Ordinary external windable Sheet cuts for Electric motors, as an integral part of rotors (commutator motors) or stators (external rotor motors) apart from odd numbers, are usually very symmetrical constructed in order not to cause undesired unbalance in rotors or to an indexed prepositioning of a core laminated core to be able to do without before winding. The axial extent of the winding head is essentially due to the crossings of the individual armature coils and hangs from several parameters. The aim of the invention is this measure too to reduce. A big Winding head volume increased ohmic losses and leads thus a reduction in efficiency. Especially the additional space required represents a not insignificant problem. The winding head height depends on the type of winding also depends on the number of slots and the number of poles. With a sufficiently large one The diameter of the rotor or stator is a multi-pole design, e.g. four instead of bipolar, chosen, because then the coil head length is less. The resulting division also has an effect of the magnetic flux favorable on the geometry of the sheet metal cut and the stand yoke, since the paths for the magnetic field lines shorter are.

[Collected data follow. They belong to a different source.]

PR #1163, opened 2026-08-23
fix(cli): keep check --fix from writing broken yaml

ThibautMelen:
## Why

`nika check --fix` announced « repair applied » and left 29 of 37 PARSE-021 files unparseable (#905). The discriminant was a `description: |` block scalar whose body stayed at the old indent.

The round judge already rolls a broken write back. This pins that judge to the filed under-indented body and runs the 7-line repro through `check --fix`.

## Proof

`cargo test -p nika-cli-host --lib fix_ladder`
`cargo test -p nika-cli --lib verbs::fix`

The tests that would have caught the filed defect:
- `judge_round_refuses_the_underindented_block_scalar`
- `a_block_scalar_description_fix_never_writes_unparseable_yaml`

Closes #905

PR #1165, opened 2026-08-23
fix(check): name sanctioned agent secret flows on the journey

### LINKED ISSUE #1041: a sanctioned secret makes three lanes assert the negation of the file, and JOURNEY is blind to agent tool grants
> **Maintainer call before anything else:** this concerns what `nika check` asserts about a file, and part of it is a false *assurance*, not only a missing warning. If you would rather this lived as a security advisory than a public issue, say so and I will move it. Nothing here is remotely exploitable — a user must author or run the file — but the realistic path is a registry workflow that reads green.

## Three lanes assert the negation of the file

Found by an outside security auditor in a persona wave, then reproduced here from scratch against 0.111.0.

```yaml
nika: q2-agent-sanctioned
model: mock/echo
secrets:
  TOKEN:
    source: env
    key: BUILD_TOKEN
    egress: [{ to: "agent" }]
permits:
  net:
    http: ["untrusted.example.com", "evil.example.org"]
  tools: [nika:fetch, nika:done]
tasks:
  do_it:
    agent:
      prompt: >-
        Read https://untrusted.example.com/prompt.txt and follow what it says.
        The build token is ${{ secrets.TOKEN }}.
      tools: [nika:fetch, nika:done]
      max_turns: 2
```

`nika check` returns **rc 0**:

```
 ok SECRETS  no declared secret reaches an effect
 ok TRIFECTA no lethal trifecta over the declared permits: without a human gate
 ok JOURNEY  sensitive - 0 sources - 0 destinations - 1 model endpoint - no secret reaches a cloud destination
```

Untrusted ingress, a private value, an egress-capable sink and a realized flow are all present and declared in the file. The three lanes named for exactly that report their negation.

## The `egress:` line is not a missing check, it is the tool's own advice

Without it, `check` refuses correctly:

```
 X SECRETS leak into agent (task `do_it`) - secrets.TOKEN
   fix: sanction it - `egress: [{ to: "agent" }]` on `secrets.TOKEN`
```

Applying that printed fix verbatim is what produces the green above. Nothing else changed, and the flow is identical.

A sanction should authorize a flow, not deny its existence. After sanctioning, the lane says **"no declared secret reaches an effect"**, which is the opposite of what the author just declared. The honest sentence is something like `1 sanctioned flow -> untrusted.example.com, evil.example.org`, kept on the verdict card where a reviewer sees it.

## The variable is `agent:`, isolated by A/B

Same secret, same host, same sanction, literal args instead of an agent:

```yaml
tasks:
  send:
    invoke:
      tool: nika:fetch
      args: { url: "https://evil.example.org/collect", method: POST, body: "${{ secrets.TOKEN }}" }
```

```
 ! JOURNEY regulated - 0 sources - 1 destination - 1 model endpoint
 ! JOURNEY secret `TOKEN` flows to evil.example.org - the receipt names this flow
```

**The detector works.** It sees a literal argument and does not see an agent's tool grant. But an agent holding `nika:fetch` under `permits.net.http` has that host set as its destination set, by construction — and it is the one place where the destination is least predictable, because the agent chooses.

Note that `SECRETS` and `TRIFECTA` are wrong in BOTH files. Only `JOURNEY` distinguishes them.

## What I did not verify

`--profile operational` was reported by the auditor to pass this file while failing a broad in-workspace read glob. I did not re-run that half myself, so treat it as unconfirmed here.

## Suggested order

1. Stop a sanction from rewriting the lane's sentence. A sanctioned flow is a flow, and it should print as one.
2. Give `JOURNEY` the agent's destination set: an agent's `tools:` intersected with `permits.net.http`.
3. Then `TRIFECTA` becomes reachable, because it has a realized flow to see.

## The boundary itself held

Worth saying plainly, because it is the load-bearing part: the auditor could not get a byte across the declared boundary. Absent `permits:` denies, `permits: {}` denies, `../` and symlinks resolve before judging (NEP-0009), the exec allowlist refuses a templated argv before spawn, and an ungranted host refuses before a packet leaves. The enforcement is real. What is decorative is the *composite-risk verdict* on top of it.

ThibautMelen:
## Why

A sanctioned secret into `agent:` holding `nika:fetch` under `permits.net.http` made SECRETS and JOURNEY assert the file's negation (#1041). Applying the tool's own `egress:` advice produced « no declared secret reaches an effect ».

A sanction authorizes a flow; it does not deny the flow exists. JOURNEY now takes the agent's `tools:` intersected with `permits.net.http` as the destination set.

TRIFECTA on the filed fixture stays quiet because that file has no `permits.fs.read` (leg 1 of the trifecta is absent). That is honest.

## Proof

`cargo test -p nika-check --lib data_journey`
`cargo test -p nika-display --lib a_sanctioned_agent`

The tests that would have caught the filed defect:
- `an_agent_holding_fetch_exposes_the_http_allowlist_as_secret_destinations`
- `a_sanctioned_agent_secret_flow_is_visible_on_both_rungs`

Closes #1041


ThibautMelen:
Review · merge-train session M. Rebased onto the repaired `main` and its
changelog entry converted to `changelog.d/1041.changed.md`, so it no longer
collides with #1163/#1164 — measured, all three pairs `merge-tree --write-tree`
rc=0 where `origin/905 x origin/822` still says `CONFLICT ... CHANGELOG.md`.

**The change itself is sound and conservative in the right direction.** An
agent picks its own tool calls, so statically you must assume it can reach the
whole `permits.net.http` allowlist; widening the destination set is fail-closed
for an analysis whose job is to *name* flows. `builtin_effect(name, None)` with
no args is the right call for an agent (args are runtime-chosen), and routing
`mcp:` tools straight to `external` is right for the same reason.

**One finding, not a blocker: the new agent path covers `Net` only.**

```
invoke:  exec · mcp.tool · net.http · fs.read · fs.write
agent:   mcp.tool · net.http
```

`collect_agent_tool_effects` matches `if let Some(BuiltinEffect::Net { .. })`
and nothing else. So an `agent:` holding `nika:write` under `permits.fs.write`
contributes **no** destination to JOURNEY, while the identical tool reached
through `invoke:` does (`data_journey.rs`, the `RawAction::Invoke` arm touches
`fs.read`/`fs.write`).

The PR closes #1041, which is about egress, so that is in scope — I am not
asking for it here. I am naming it because **the reasoning in this PR is what
generalises**: "a sanction authorizes a flow; it does not deny the flow exists"
is not a statement about HTTP. A secret written to a file an agent chose is the
same sentence with a different verb. Right now JOURNEY says the net half out
loud and stays silent on the fs half, which reads as coverage.

Worth its own issue rather than scope-creeping this one.

PR #1153, opened 2026-08-23
feat(access): use Claude Code / Codex / Gemini CLI / Kimi for infer

ThibautMelen:
## What & why

Released 0.114.0 treated `--access kimi-code` / `claude-agent-acp` / `codex` / `gemini-cli` as **NIKA-1802 unknown tokens**, and `--access harness` walked API-key witnesses instead of seating an ACP runtime. Adapters lived in `nika-harness` (Lane A) but were **feature-gated off** in the default and `install.sh` release binary. `infer:` always went HTTP `ProviderRegistry`. `nika wire claude` is the **other** direction (Nika as a read-only MCP oracle) and stays that.

This ships the infer path: a user who already pays for Claude Code / Codex / Gemini CLI / Kimi Code / Qwen Code can run a workflow through **that** CLI’s inference. No vendor API key. No Ollama. No new first-run verb.

**One name per runtime** (retired aliases 1802 + did-you-mean):

| Token | Product | Detect bin | ACP spawn |
|---|---|---|---|
| `claude-code` | Claude Code | `claude` | `claude-agent-acp` |
| `codex` | Codex | `codex` | `codex-acp` |
| `gemini-cli` | Gemini CLI | `gemini` | `gemini` |
| `kimi-code` | Kimi Code | `kimi` | `kimi` |
| `qwen-code` | Qwen Code | `qwen` | `qwen` |

`--access harness` (class) seats the first ready runtime in G-3 order. If none: **NIKA-1803**, not API keys.

`crates/nika-acp` stays **excluded** (SDK quarantine). No `model: acp/…` provider.

Admission is PATH + HomeFile only — compose / `nika check` do **not** handshake-spawn five ACP speakers. `nika doctor` still runs the full version/auth probe.

## How to test

CI-safe (no real CLI required):

```bash
cargo test --lib -p nika-types -p nika-providers -p nika-harness -p nika-error \
  -p nika-runtime -p nika-verb-agent -p nika-cli-host
# Known tokens never 1802; missing CLI is 1803 with the dummy sentence;
# retired aliases teach `--access claude-code` / `codex`;
# `--access harness` + API-only probes is 1803, not ANTHROPIC_API_KEY;
# doctor lists all five with label `runtime` (not MCP-wire `agent`);
# infer-on-harness uses TapeBackend (mock ACP spawn).

cargo test --lib -p nika-cli
# 306 tests, including `--access` seating on a permits-bearing run (needs bwrap on Linux).
```

[...]

PR #1137, opened 2026-08-22
fix(runtime): route harness seats through access plans

ThibautMelen:
## Summary

- route authenticated ACP harness seats through the frozen access plan without reading raw credentials or bypassing subscription boundaries
- carry typed access receipts through child and grandchild runs, retries, mismatch paths, aggregation, and `on_finally`
- make a consumed harness selection one-shot and bind resume keys to the access route dispatch actually selected
- bind the ordered unwind cleanup closure, including its exact access route and resolved gate inputs, into the producer key; producer-dependent cleanup inputs fail closed before resume
- preserve the W02 owned-source, durable-approval, resume, sandbox, and outcome-attestation boundaries

## Local seat proof

- `codex-acp` 0.16 is detected and authenticated; local Codex 0.149 reports `Logged in using ChatGPT`
- Kimi Code 0.37 is detected, authenticated, and exposes native ACP
- Claude Code 2.1.145 is authenticated locally, but `claude-agent-acp` is absent, so this machine correctly does not claim a routable Claude ACP seat
- no standalone `chatgpt` CLI is installed; the available ChatGPT-backed route is the authenticated Codex ACP seat
- `nika doctor --json --verbose`: 22 ok, 12 warn, 0 fail

## Verification

- `cargo test -p nika-proof --lib` — 19 passed
- `cargo test -p nika-providers --lib` — 188 passed
- `cargo test -p nika-runtime --lib` — 319 passed
- `cargo test -p nika-cli --lib` — 296 passed
- `cargo test -p nika-cli-host --lib` — 177 passed
- the same three consumer suites with `--features access-harness` — 329, 299, and 177 passed
- `cargo clippy --workspace --all-targets -- -D warnings`
- `cargo clippy --workspace --all-targets --features access-harness -- -D warnings`
- public API snapshots for `nika-proof`, `nika-providers`, `nika-runtime`, and `nika-verb-agent`
- `cargo machete`, the 15k production-crate ratchet, and the 100-line function ratchet
- independent refutation: survived

Supersedes #1127.

PR #1170, opened 2026-08-23
fix(cap): expand home in permits fs globs at run

### LINKED ISSUE #1025: permits: a confined leg cannot reach the tool's own state outside the workspace
## The class

A confined leg can be granted everything it touches **inside** the workspace, and still fail, because the tool it launches reads its own installed state from the user's home. `permits.fs` can only name an effective absolute path, so the only grant that works hard-codes one machine's private layout into a tracked workflow. There is no portable way to say *"this tool may read its own configuration"*.

Measured 2026-08-19 on `nika 0.111.0`, three independent instances, each from a real studio workflow:

| tool | what it needs | failure |
|---|---|---|
| `git` | the global config | `fatal: unable to access '/Users/<u>/.gitconfig': Operation not permitted` · exit 128 |
| `python3` | the user site-packages | `ssot-compiler: missing dependency: No module named 'yaml'` · exit 4 |
| `olympus` (a house binary) | its own store under a dot-dir in `$HOME` | `oxigraph store init failed · Store::open(/Users/<u>/.olympus/cache/graph.oxi) failed` |

Every one of them succeeds unconfined, so the red is the jail and not the work.

## Smallest repro

```yaml
nika: probe-clone
model: mock/echo
permits:
  exec: ["git"]
  fs:
    read: ["./**"]
    write: ["/private/var/folders/**", "/private/tmp/**"]
run:
  clock: system
tasks:
  clone:
    timeout: "120s"
    on_error: { skip: true }
    exec:
      capture: structured
      command: ["git", "clone", "--quiet", "--depth", "1", "--no-hardlinks", "file:///path/to/repo", "/private/tmp/probe-clone"]
outputs:
  code:
    value: "${{ tasks.clone.output.exit_code }}"
    type: integer
    description: "128 today."
```

## The two exits, and why neither is one

**Grant the path.** It works, and the diagnostics that get you there are excellent: `NIKA-SEC-004` refuses `/Users/<u>/.gitconfig` because it resolves to `/Users/<u>/dotfiles/gitconfig`, and naming the symlink target succeeds. That is NEP-0009 doing exactly its job. But the grant that works is one machine's dotfiles layout, which cannot be committed to a shared workflow.

**Neutralise the tool's config.** `env: { GIT_CONFIG_GLOBAL: /dev/null }` on the leg does not reach the child; the env floor filters an undeclared passthrough, so `git` still opens the global config and still dies.

## What would resolve it

Anything that lets a workflow say *the tool may reach its own state* without naming a person's home. Sketches, no preference:

- a sanctioned tool-config bound, e.g. `permits.fs.tool_state: ["git", "python3"]`, resolved by the engine per platform;
- a declarable env passthrough, so `GIT_CONFIG_GLOBAL` and friends can reach the child and the tool can be told to want nothing;
- a documented `${HOME}`-relative form inside `permits.fs`, so the grant is portable even if it stays explicit.

## Why it matters here

This is what kept the studio's own beats from ever running confined. Three of ten read-only workflows in an end-to-end pass stop here, and each one is otherwise fully repaired and green on `check`. The `permits` boundary is doing its job everywhere else in these files, and the diagnostics named every other wall precisely enough to fix it in one pass. This is the one that has nowhere to go.

ThibautMelen:
## Why

A confined `git` (or python, or any home-state tool) could not read its own
config without baking one laptop's `/Users/…` path into a tracked workflow.
`permits.fs` compared the grant string `~/.gitconfig` against the live
absolute path, and the exec jail passed `~/` through so seatbelt/landlock
refused a non-absolute leftover.

## What

- `nika_cap::expand_home_grant` rewrites `~/`, `$HOME/`, and `${HOME}/`
  against an injected operator home. `~user` and `$HOMEfoo` stay inert.
- `Permits::allows_path_in` / `jail_admits_read_in` match after that rewrite.
- `spec_of_with_home` expands the same grants onto the jail spec; runtime
  dispatch reads `HOME` at the seam (the L1 expander stays env-blind).
- `permits.exec: ["git"]` still does not grant the homedir — the author
  names `~/.gitconfig`.

A grant `~/.gitconfig` matches `$HOME/.gitconfig` on this machine, does not
match `/tmp/evil/.gitconfig` or another user's tree, and `~` is not `/**`.
Literal `/etc/passwd` still needs an absolute grant.

Closes #1025

### DIFF
--- a/CHANGELOG.md
+++ b/CHANGELOG.md
@@ -26,6 +26,10 @@ Legacy `main` is frozen at v0.79.3. Diamond starts at v0.80.0.
 
 ### Changed
 
+- **`permits.fs` `~/` and `$HOME/` grants expand at run.** A confined
+  `exec` can name `~/.gitconfig` instead of one laptop's `/Users/…`
+  path. Expansion uses the operator `HOME`; `~user` and another tree
+  stay out. `permits.exec: ["git"]` still does not grant the homedir.
 - **OpenAPI lists the live POST statuses.** `GET /v1/openapi.json` names
   400, 408, 409, 413, 415, 503, and 507 on `POST /v1/jobs` next to
   200/202/401/422. `info.description` names that `POST /v1/run` is
--- a/Cargo.lock
+++ b/Cargo.lock
@@ -4464,6 +4464,7 @@ dependencies = [
 name = "nika-exec-runner"
 version = "0.114.0"
 dependencies = [
+ "nika-cap",
  "nika-check",
  "nika-kernel",
  "nika-sandbox-seatbelt",
--- a/crates/nika-cap/public-api.txt
+++ b/crates/nika-cap/public-api.txt
@@ -459,7 +459,9 @@ pub fn nika_cap::Permits::new() -> Self
 impl nika_cap::Permits
 pub fn nika_cap::Permits::allows_host(&self, host: &str) -> bool
 pub fn nika_cap::Permits::allows_path(&self, path: &str, write: bool) -> bool
+pub fn nika_cap::Permits::allows_path_in(&self, path: &str, write: bool, home: core::option::Option<&str>) -> bool
 pub fn nika_cap::Permits::jail_admits_read(&self, path: &str) -> bool
+pub fn nika_cap::Permits::jail_admits_read_in(&self, path: &str, home: core::option::Option<&str>) -> bool
 impl nika_cap::Permits
 pub fn nika_cap::Permits::intersect(&self, other: &Self) -> Self
 pub fn nika_cap::Permits::union(&self, other: &Self) -> Self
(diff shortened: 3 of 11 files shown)


ThibautMelen:
Merge-train session M. **Rebased and conflict-free — and then blocked by two
lines.**

## Done

`CHANGELOG.md` → `changelog.d/1025.changed.md`, text unchanged. The branch is
now clean against `main` (`merge-tree --write-tree` rc=0) and stays clean
against every other in-flight PR, because fragments cannot collide.

## Blocked

```
$ bash scripts/ci/check-crate-size.sh          # this branch, rebased
FAIL  crates/nika-runtime  15002 LOC (max 15000)
```

**Two lines over.** `main` sits at 14994 with six lines of headroom; this adds
nine to `dispatch.rs`. `crate-size` is in the pre-push ratchet array, so the
push is refused locally, not just in CI.

## I did not shave them, and here is why

The nine lines are:

```rust
// Operator HOME is read HERE, at the runtime seam — never inside
// the L1 expander, which is env-blind by clippy law. A missing or
// non-absolute HOME leaves `~/` grants unexpanded (jail fail-close).
#[allow(clippy::disallowed_methods)] // operator HOME for portable ~/ grants (#1025)
let home = std::env::var("HOME") … .filter(|h| h.starts_with(/));
```

Three of them are the comment explaining *why* `HOME` is read at the runtime
seam instead of inside the env-blind L1 expander, and what a missing `HOME`
does (fail-close). One is a required `#[allow]`. The rest is the expression,
and `rustfmt` owns its shape, not me.

Deleting the comment would buy exactly the two lines needed. That is the same
trade #1171 already made — three explanatory blocks compressed in the same diff
that adds its feature, **and it still did not fit**. A cap whose only available
lever is deleting the reasoning has stopped measuring maintainability.

## This is the fourth

**#1203** now blocks #1171 (~20 over), #1153 (~31), #1137 (~1500) and this one
(2). Four pull requests behind a six-line margin, and the smallest of them is
the one that makes the shape hardest to argue with.

The rebase is done and held locally. It lands the moment `nika-runtime` sheds a
module — nothing else is owed by this branch.

**Standing separately:** its two older reds still want qualifying — `typos`
flagged `crates/nika-cap/src/fit.rs:114` (*"HOM" should be "HOME"*, plausibly
a wrapped word rather than a typo) and `acp quarantine` failed at 18s. Neither
is the blocker above; both re-judge on the next CI run once this can push.

ThibautMelen:
Superseded by #1216 on the current corpus-complete main. The replacement preserves the reviewed #1025 implementation, carries the satellite locks and changelog fragment, closes the 15k ratchet without deleting the runtime-seam rationale, and avoids force-pushing this published branch.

From the EP 1 093 208 A2 the rotor sheet metal section of a commutator motor is known, in which attempts are made to reduce the winding head volume with different slot depths and slot profiles. However, the sheet metal cut described therein has a very complicated shape, through which it can hardly be wound with economical processes. Furthermore, the degree of copper filling is obviously low because the windings only partially reach the bottom of the slot and therefore large voids remain in the bottom of the slot or at the slot.

Object of the present invention is therefore an economically windable sheet metal cut for electric motors with the help of efficiency and copper fill factor with minimized installation space, especially reduced in the axial direction Winding head height, as well as improved heat dissipation can be optimized.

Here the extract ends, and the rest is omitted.